In 1952, Lucille Ball and Vivian Vance spent a half day at the See's Candies store on La Cienega Boulevard in Los Angeles, learning to dip chocolates and work the production line, in preparation for the "Job Switching" episode of I Love Lucy. The episode, which featured Lucy and Ethel getting jobs in a chocolate factory, became one of the most popular in the show's history.

Singer Cher was working at See's in 1962 when she met Sonny Bono; she quit her job to become his housekeeper. In a 1987 Kidsongs video "What I Want to Be", the Kidsongs Kids visit the See's Candies factory during "The Candy Man" song sequence.

In 1994, at See's Candies headquarters in South San Francisco, a driver delivering a bulk order of chocolate fell asleep while his truck was hooked up to one of the vats and pumping; the adjacent El Camino Real and Spruce Avenue were flooded with chocolate. Workers had to shovel it away from the storm drains once the fog had cooled it. A factory was visited to research the Sugar Rush sequence for Wreck-It Ralph. See's Candies was featured by Huell Howser in California's Gold Episode 908.

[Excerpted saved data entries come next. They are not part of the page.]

PR #7940, opened 2023-06-13
Directly allocate FrozenCore as an ICLASS

peterzhu2118:
It's a bad idea to overwrite the flags as the garbage collector may have set other flags.

### DIFF
--- a/class.c
+++ b/class.c
@@ -1130,9 +1130,15 @@ rb_define_module_id_under(VALUE outer, ID id)
 }
 
 VALUE
+rb_iclass_alloc(VALUE klass)
+{
+    return class_alloc(T_ICLASS, klass);
+}
+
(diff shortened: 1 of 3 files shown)


nobu:
clang and gcc don't seem to optimize global variable accesses.

peterzhu2118:
@nobu I'm not sure what you mean. I switched back to using a local variable and checked the compiled instructions using `objdump`, it doesn't look any different. I'm on clang on ARM on macOS. What kind of optimizations are you referring to?

nobu:
Sorry to be unclear.
x86_64 macOS clang 14.0.3 generates code to access the global variable for each time.

ko1:
BTW maybe frozen  core objects are not needed any more because we has builtin function feature.

PR #7953, opened 2023-06-17
Add support for UUID version 7

nevans:
Although the specification for UUIDv7 is still in draft, the UUIDv7 algorithm has been relatively stable as it progresses to completion.

Version 7 UUIDs can be very useful, because they are lexographically sortable, which can improve e.g: database index locality.  See section 6.10 of the draft specification for further explanation:

  https://datatracker.ietf.org/doc/draft-ietf-uuidrev-rfc4122bis/

Ruby issue: https://bugs.ruby-lang.org/issues/19735

### DIFF
--- a/lib/random/formatter.rb
+++ b/lib/random/formatter.rb
@@ -174,6 +174,113 @@ module Random::Formatter
     "%08x-%04x-%04x-%04x-%04x%08x" % ary
   end
 
+  alias uuid_v4 uuid
+
+  # Generate a random v7 UUID (Universally Unique IDentifier).
+  #
+  #   require 'random/formatter'
+  #
+  #   Random.uuid_v7 # => "0188d4c3-16fe-7f96-85c7-242a7aa58f1e"
+  #   Random.uuid_v7 # => "0188d4c3-16fe-744f-86af-38fa04c62bb5"
+  #   Random.uuid_v7 # => "0188d4c3-16fe-764f-b049-c204ce0afa23"
+  #   Random.uuid_v7 # => "0188d4c3-16fe-7085-b14f-ef6415dc6f31"
+  #   #                    |<--sorted-->| |<----- random ---->|
+  #
+  #   # or
+  #   prng = Random.new
+  #   prng.uuid_v7 # => "0188ca51-5e72-7950-a11d-def7ff977c98"
+  #
+  # The version 7 UUID starts with the least significant 48 bits of a 64 bit
+  # Unix timestamp (milliseconds since the epoch) and fills the remaining bits
+  # with random data, excluding the version and variant bits.
+  #
+  # This allows version 7 UUIDs to be sorted by creation time.  Time ordered
+  # UUIDs can be used for better database index locality of newly inserted
+  # records, which may have a significant performance benefit compared to random
+  # data inserts.
+  #
+  # The result contains 74 random bits (9.25 random bytes).
+  #
+  # See draft-ietf-uuidrev-rfc4122bis[https://datatracker.ietf.org/doc/draft-ietf-uuidrev-rfc4122bis/]
+  # for details of UUIDv7.
+  #
+  # ==== Monotonicity
+  #
+  # By default, UUIDv7 has millisecond precision and multiple UUIDs created
+  # within the same millisecond are not time-ordered.  To create UUIDs that are
+  # time-ordered with sub-millisecond precision, up to 12 bits of additional
+  # clock precision may added with +extra_timestamp_bit_count+.  The extra
+  # timestamp precision comes at the expense of random bits.  Setting
+  # <tt>extra_timestamp_bit_count: 12</tt> provides ~244ns of precision,
+  # and only 62 random bits (7.75 random bytes).
+  #
+  #   prng = Random.new
+  #   Array.new(4) { prng.uuid_v7(extra_timestamp_bit_count: 12) }
+  #   # =>
+  #   ["0188d4c7-13da-74f9-8b53-22a786ffdd5a",
+  #    "0188d4c7-13da-753b-83a5-7fb9b2afaeea",
+  #    "0188d4c7-13da-754a-88ea-ac0baeedd8db",
+  #    "0188d4c7-13da-7557-83e1-7cad9cda0d8d"]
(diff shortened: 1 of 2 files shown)


lib/random/formatter.rb
```diff
@@ -174,6 +174,47 @@ def uuid
...
+  # records, which may have a significant performance benefit compared to random
+  # data inserts.
+  #
+  # The result contains 74 random bits (9.25 random bytes).
+  #
+  # See draft-ietf-uuidrev-rfc4122bis[https://datatracker.ietf.org/doc/draft-ietf-uuidrev-rfc4122bis/]
+  # for details of UUID.
+  #
+  def uuid_v7
+    unix_ts_ms = Process.clock_gettime(Process::CLOCK_REALTIME, :millisecond)
```
slewsys, line 206: For the purpose of sorting, might CLOCK_MONOTONIC be preferable?

nevans: > For the purpose of sorting, might CLOCK_MONOTONIC be preferable?

Not if we stick to the (draft) RFC:
> UUID version 7 features a time-ordered value field derived from the widely implemented and well known Unix Epoch timestamp source, the number of milliseconds since midnight 1 Jan 1970 UTC, leap seconds excluded.

The problem is that `CLOCK_MONOTONIC` isn't based on the "wall clock" at all.  On Linux systems it's the time since the system was booted, not including time when the system is suspended.  So, while it's great for timers on a single host, there's no direct relationship to the monotonic time from one host to another, or even from one system boot to another.  So the spec uses the Unix Epoch timestamp.

But the spec _does_ allow optional alterations to UUIDv7s for improving monotonicity, by replacing random bits with:
> * An OPTIONAL sub-millisecond timestamp fraction (12 bits at maximum) as per [Section 6.2](https://www.ietf.org/archive/id/draft-ietf-uuidrev-rfc4122bis-07.html#monotonicity_counters) (Method 3).
> * An OPTIONAL carefully seeded counter as per [Section 6.2](https://www.ietf.org/archive/id/draft-ietf-uuidrev-rfc4122bis-07.html#monotonicity_counters) (Method 1 or 2).

Unfortunately, both of those options reduce randomness.  Randomness is often more important than monotonicity: the most commonly used UUID version, version 4, doesn't provide *any* monotonicity and 122 bits of randomness.  I think the default should follow the RFC and err on the side of more randomness and less monotonicity.

[Section 6.2](https://www.ietf.org/archive/id/draft-ietf-uuidrev-rfc4122bis-07.html#monotonicity_counters) goes into more details for a variety of techniques to improve monotonicity, but most of them come with significant increase in complexity, and some with other significant tradeoffs (e.g: reliance on global state, increased guessability).  And distributed monotonicity isn't really possible for UUIDv7.

The version in the PR right now is the simplest version, and it provides "good enough" monotonicity for most purposes.  If the primary use-case is better performance through better DB index locality, millisecond precision for single node and normal clock skew between different nodes is probably "good enough".

But, should I should probably update the rdoc to note that the UUIDs are not guaranteed to be monotonic beyond millisecond precision or clock skew between hosts?

nevans: And I think a kwarg to add extra_timestamp_bits _may_ be an acceptable increase in complexity.  Here's what it might look like if we expand it to include subms precision:

```ruby
def uuid_v7(extra_timestamp_bits: nil)
  case extra_timestamp_bits
  in nil | false | 0
    ts_ms = Process.clock_gettime(Process::CLOCK_REALTIME, :millisecond)
    rand_a, rand_b1, rand_b2, rand_b3 = Random.bytes(10).unpack("nnnN")
    rand_a &= 0x0fff
  in (1..12)
    ts_ms, ts_ns = Process.clock_gettime(Process::CLOCK_REALTIME, :nanosecond)
      .divmod(1_000_000)
    subms = (ts_ns.to_f / 1_000_000 * (2 ** extra_timestamp_bits))
      .floor
    rand_a, rand_b1, rand_b2, rand_b3 = Random.bytes(10).unpack("nnnN")
    rand_a_bitcount = 12 - extra_timestamp_bits
    rand_a_bitmask  = 2**rand_a_bitcount - 1
    rand_a = (subms << rand_a_bitcount) | (rand_a & rand_a_bitmask)
  in true
    return uuid_v7(extra_timestamp_bits: 12)
  end

  "%08x-%04x-7%03x-%04x-%04x%08x" % [
    (ts_ms & 0x0000_ffff_ffff_0000) >> 16,
    (ts_ms & 0x0000_0000_0000_ffff,
    rand_a,
    rand_b1,
    rand_b2,
    rand_b3
  ]
end
```

That would certainly need better tests than I've written for the PR as-is.  Is it worth it?

In my opinion, 12 more bits of timestamp precision should be good enough for all but the most strict use-cases.  That's enough precision that `Array.new(1000) { uuid_v7(extra_timestamp_bits: 12) }` was monotonically increasing when I tested it on my laptop.

Implementing any better guarantee of monotonicity comes with [too many options and tradeoffs](https://www.ietf.org/archive/id/draft-ietf-uuidrev-rfc4122bis-07.html#name-monotonicity-and-counters), and requires tracking global state.  If they truly need it, applications should handle that complexity themselves (or in special-purpose gems).  What do you think?

nevans: I just pushed an updated version with more details about monotonicity in the rdoc and better testing.  And, at the cost of some additional code complexity, I decided to add the +extra_timestamp_bit_count+ kwarg to the PR too. 🙂

nevans:
I just pushed an updated version with more details about monotonicity in the rdoc and better testing.  And, at the cost of some additional code complexity, I decided to add the +extra_timestamp_bit_count+ kwarg to the PR too. 🙂

shyouhei:
(Not against this feature itself but) https://github.com/ruby/securerandom is the upstream of the library these days, and it seems some discussion about v7 UUID is already ongoing there.

nevans:
> (Not against this feature itself but) https://github.com/ruby/securerandom is the upstream of the library these days, and it seems some discussion about v7 UUID is already ongoing there.

Ah... Thanks @shyouhei!

nevans:
I updated my PR and made it on the `securerandom` repo, here: https://github.com/ruby/securerandom/pull/19

PR #7956, opened 2023-06-18
Simplify parser_st.c

nobu:
IIUC, parser_st.o will be included in libruby (or libruby_parser) to provide the shim to other products.
That means there should be also st.c when compiling parser_st.c.


yui-knk:
Correct, parser_st is created for providing symbols same with st.c but not depending on ruby functions like `ruby_xmalloc`.

yui-knk (approved):

PR #7957, opened 2023-06-18
[Cirrus] Runs only for YJIT (provisional)

nobu:
Our tasks very often reach a concurrency limit on Cirrus-CI, and get delayed.
Submitting new tasks during the delay seems to make delay longer and longer.
So I think we should restrict the use of Cirrus, provisionally at least.
As YJIT needs ARM build to test code for ARM, use only for it.

### DIFF
--- a/.cirrus.yml
+++ b/.cirrus.yml
@@ -21,8 +21,11 @@ env:
 
 config_template: &CONFIG_TEMPLATE
   auto_cancellation: $CIRRUS_BRANCH != 'master'
-  only_if: $CIRRUS_CRON != ''
-  skip: "changesIncludeOnly('doc/**', '**.{md,rdoc,ronn,[1-8]}', '.document')"
+  only_if: changesInclude('.cirrus.yml', 'yjit.{c,h,rb}', 'yjit/**.{mk,rs,toml}')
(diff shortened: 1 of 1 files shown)


.cirrus.yml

Every year the South San Francisco facility mounts oversized holiday decorations atop its plant for Christmas, Thanksgiving, Valentine's Day, Mothers' Day, and Independence Day. On Mindy Kaling and Lang Fisher's 2020 Netflix show, Never Have I Ever, main character Devi Vishwakumar's mother keeps a cabinet of See's Candies as housewarming/hostess gifts.